**What the task asks**: Return each line of the records below in which the string "https" turns up.

**Entries provided**:
PR #2948, opened 2025-10-24
Fileinstall: Permit directories containing broken symlinks

### LINKED ISSUE #2946: Fileinstall fails if installing broken link
A [user report ](https://cylc.discourse.group/t/rose-fails-to-clone-with-broken-links/1257) of Rose fileinstall failing when in the source contains a broken link.

To replicate 

```bash
mkdir -p "${TMP}/."

# Install a file from a git source
cat > "${TMP}/./rose-app.conf" <<__ICI__
[command]
default=true

[file:git-source]
source=git:${TMP}/src::./::main
__ICI__

# Create that source
mkdir -p "${TMP}/src"
cd "${TMP}/src"
git init .
ln -s missing link
git add .
git commit -a -m "Add broken link"

# Run the rose app
mkdir -p "${TMP}/run"
cd "${TMP}/run"
rose app-run -C ../ --debug
```

This behaviour also appears to apply to rsync fileinstall, and may apply to others.

[broken-link-bug-git.sh](https://github.com/user-attachments/files/23020749/broken-link-bug-git.sh)
[broken-link-bug-rs.sh](https://github.com/user-attachments/files/23020748/broken-link-bug-rs.sh)

wxtim:
When complete will close #2946 .

After discussion with @dpmatthews  we think that broken links inside directories being installed should not cause a failure.

### DIFF
--- a/metomi/rose/checksum.py
+++ b/metomi/rose/checksum.py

**Exercise response**:
A [user report ](https://cylc.discourse.group/t/rose-fails-to-clone-with-broken-links/1257) of Rose fileinstall failing when in the source contains a broken link.
[broken-link-bug-git.sh](https://github.com/user-attachments/files/23020749/broken-link-bug-git.sh)
[broken-link-bug-rs.sh](https://github.com/user-attachments/files/23020748/broken-link-bug-rs.sh)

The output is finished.